Question

If $ \lim_{x \to 0} \frac{\cos(2x) + a \cos(4x) - b}{x^4} $ is finite, then $ (a + b) $ is equal to:

• A. \( \frac{1}{2} \)
• B. 0
• C. \( \frac{3}{4} \)
• D. -1

Hint:

In limits involving higher powers, use Taylor expansions to approximate the terms. This helps to identify the coefficients that must satisfy the condition for the limit to exist.

Answer 1

The Correct Option is A

We begin by expanding the terms in the given expression. Using the Taylor series expansion of \( \cos x \) around \( x = 0 \), we have: \[ \cos(2x) = 1 - \frac{(2x)^2}{2!} + \frac{(2x)^4}{4!} + O(x^6) \] \[ \cos(4x) = 1 - \frac{(4x)^2}{2!} + \frac{(4x)^4}{4!} + O(x^6) \] Thus, the given expression becomes: \[ L = \lim_{x \to 0} \frac{ \left( 1 - \frac{(2x)^2}{2!} + \frac{(2x)^4}{4!} \right) + a \left( 1 - \frac{(4x)^2}{2!} + \frac{(4x)^4}{4!} \right) - b }{x^4} \] Simplifying the expression: \[ L = \frac{1 + a - b}{x^4} + \frac{a \cdot \frac{(4x)^2}{2!} + O(x^4)}{x^4} + \text{higher order terms} \] For the limit to be finite, the coefficient of \( x^4 \) in the numerator must be zero.
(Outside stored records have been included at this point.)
PR #261, opened 2026-07-07
feat(websh): add session-record search command

### LINKED ISSUE #258: feat(cli): add session-record command-text search
## Background

The web can search inside a session's records both by name and by command text (`useSearchRecordQuery`, `src/queries/Websh.ts:337`, hitting `websh/sessions/{id}/search/`; the UI is `WebshSearchInput.tsx` with modes `"name" | "command"`). The CLI has nothing close—`audit` only filters by `--tail`/`--user`/`--app`/`--model`, with no free-text or command search at all.

## Proposal

- [ ] Add a CLI command that exposes session-record (command-text) search

Audit-log free-text search is a secondary follow-up.

## Source

alpacon-handbook `reference/cli-parity-sweep-2026-07.md`

jisung-02:
## Background

The web can search a session's records by command text (`websh/sessions/{id}/search/`, `useSearchRecordQuery`), but the CLI had no equivalent. `audit` only offers the `--tail`/`--user`/`--app`/`--model` field filters, with no way to find command text inside a session. This is the gap flagged by the alpacon-handbook CLI parity sweep (Finding 9). The server API already exists, so this is a pure client-side change.

## What changed

Adds `alpacon websh records SESSION_ID [-q TEXT] [-n LIMIT]` (alias `rec`).

- Without `-q`/`--query` it calls `sessions/{id}/records/` (list all); with a query it calls `sessions/{id}/search/?q=` (fuzzy command-text search).
- It follows the `next` cursor up to `-n`/`--limit` (default 100). The server uses cursor-token pagination, so `api.FetchAllPages` (integer page-based) can't be reused; a dedicated `GetSessionRecords` and `recordCursorPage` type were added in `api/websh`.
- Output honors the global `--output` flag. `json` emits records verbatim (for machine/script consumers); the default table output is cleaned by `sanitizeRecord`.
- Refactor: the ANSI/control-char stripping helpers were promoted from `cmd/worksession` to `utils` (`StripANSIEscapes`, `StripControlChars`, `IsControlRune`), and worksession was converged onto the shared helpers. This removes duplication and preserves behavior.

## Access control

Both `records` and `search` endpoints are gated server-side by `IsPaidPlan`. The free plan returns 403, and the CLI surfaces the server error message as-is. No client-side pre-guard was added, since the server is the authority on authorization.

## Safety

Records are secret-masked terminal recordings. In shared or invited sessions a lower-privileged participant can influence their content, which another user later renders. Given that input path:

- Table output strips ANSI escapes (CSI/OSC/DCS/Fe) and sanitizes control characters across C0, DEL, and C1 (U+0080 to U+009F). C1 can act as a CSI/OSC introducer on 8-bit terminals. Control characters are replaced with spaces so tokens do not merge, then collapsed with `strings.Fields`.
- `json` output is verbatim by contract. `encoding/json` escapes ESC (0x1b), which blocks sequence reconstruction, and sanitizing it would corrupt data consumers rely on and diverge from other commands, so sanitization is applied to the table path only.
- The server timestamp (`added_at`) is rendered raw, consistent with how server timestamps are handled across the codebase.

## Tests

- `api/websh/websh_test.go`: cursor following, `--limit` capping, `page_size` value (`min(100, limit-len)`), and `search/` endpoint routing when `-q` is set.
- `cmd/websh/websh_test.go`: `sanitizeRecord` cases for ANSI, OSC, C1, and the double-space edge.
- `utils/utils_test.go`: `StripANSIEscapes` (CSI/OSC-BEL/OSC-ST/DCS branches) and `StripControlChars` (C0/DEL/C1).
- Local CI-equivalent checks pass: `go build -v .`, `go test -race ./...`, `golangci-lint run ./...` (0 issues), `govulncheck` (0 affecting), and go.mod/go.sum tidy.

Manual E2E verification against an Alpacon Cloud workspace (paid plan, Auth0 browser login). Created a websh session on `web-editor`, ran `ls -al` / `docker ps` / `echo`, then queried its records by session ID:

- `websh records SESSION_ID` returned the session record with the table path sanitized — ANSI escapes, SGR colors, and backspace/autocomplete replay stripped, then truncated at the column width.
- `--output json` returned the record verbatim, with ESC emitted as its JSON unicode escape by `encoding/json`, confirming the sequence-reconstruction block described in Safety.
- Search filtering confirmed by positive/negative contrast on the same session: `-q docker` and `-q reboot` returned the matching record, while `-q zzzznope` returned an empty result. This proves the query is routed to `sessions/{id}/search/` and filtered server-side, not ignored.
- `rec -n 20` exercised the alias and `--limit`.

## Checklist

- [x] `golangci-lint run ./...` reports 0 issues
- [x] Existing behavior preserved (worksession sanitizer convergence is behavior-neutral)
- [x] Manual E2E verified on `web-editor` (list, search, json, alias/limit)

Closes #258

### DIFF
--- a/api/websh/types.go
+++ b/api/websh/types.go
@@ -95,8 +95,7 @@ type SessionRecord struct {
 	Record  string `json:"record"   table:"Record"`
 }
 
-// recordCursorPage is the ESCursorPagination envelope for session records.
-// ListResponse[T] can't be reused: its Next is an int, this is a cursor token.
+// recordCursorPage decodes the cursor-pagination response; ListResponse[T] can't be reused (its Next is an int, not a cursor token).
 type recordCursorPage struct {
 	Next    string          `json:"next"`
 	Results []SessionRecord `json:"results"`
--- a/api/websh/types.go
+++ b/api/websh/types.go
@@ -89,3 +89,15 @@ type ConnectRequest struct {
 	IsMaster bool   `json:"is_master"`
 	ReadOnly bool   `json:"read_only"`
 }
+
+type SessionRecord struct {
+	AddedAt string `json:"added_at" table:"Added At"`
+	Record  string `json:"record"   table:"Record"`
+}
+
+// recordCursorPage is the ESCursorPagination envelope for session records.
+// ListResponse[T] can't be reused: its Next is an int, this is a cursor token.
+type recordCursorPage struct {
+	Next    string          `json:"next"`
+	Results []SessionRecord `json:"results"`
+}
--- a/api/websh/websh.go
+++ b/api/websh/websh.go
@@ -10,6 +10,7 @@ import (
 	"os"
 	"os/signal"
 	"path"
+	"strconv"
 	"syscall"
 	"time"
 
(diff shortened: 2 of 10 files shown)


eunyoung14 (approved):
LGTM — approving. Well-scoped feature that fills a real parity gap, with the security-sensitive path handled carefully.

Verified locally: `go build ./...`, `go test -race ./api/websh/... ./cmd/websh/... ./cmd/worksession/... ./utils/...` pass; no merge conflict (up to date with `main`).

Notable: I checked the cursor pagination against the actual server contract rather than assuming DRF defaults — `alpacon-server`'s custom `ESCursorPagination` returns `next` as a **bare base64 token** (not a full URL) and honors `page_size`, so `cursor = page.Next`, `page_size = min(100, limit-len)`, the limit truncation, and the empty-next/empty-results termination are all correct. The bare-token test mock is representative.

Security path is sound: table output strips ANSI + C0/DEL/**C1** (8-bit CSI/OSC introducer) via replace-with-space + `strings.Fields` collapse; JSON stays verbatim and `encoding/json` escapes ESC, blocking sequence reconstruction. Good threat model for masked recordings in shared/invited sessions.

One minor wording nit (non-blocking, no code change required):
- The checklist says "worksession sanitizer convergence is behavior-neutral", but the shared `StripControlChars` (`IsControlRune`) now also strips **C1 (U+0080–U+009F)**, which the old worksession `stripControlChars` (C0 + DEL only) did not. So worksession timeline/preview output additionally strips C1 now — a positive hardening, but a behavior change rather than strictly neutral. Worth tweaking the wording for accurate history.

Nice work.

jisung-02:
I'll take care of the wording fix in a separate minor PR. Thanks.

Therefore, solving for the values of \( a \) and \( b \): \[ 1 + a - b = 0 \quad \text{and} \quad 2a + 8a = 0 \Rightarrow a = -\frac{1}{4} \] Now, substitute \( a \) into the equation: \[ b = a + 1 \quad \Rightarrow \quad b = -\frac{1}{4} + 1 = \frac{3}{4} \] Thus, we get: \[ a + b = -\frac{1}{4} + \frac{3}{4} = \frac{1}{2} \]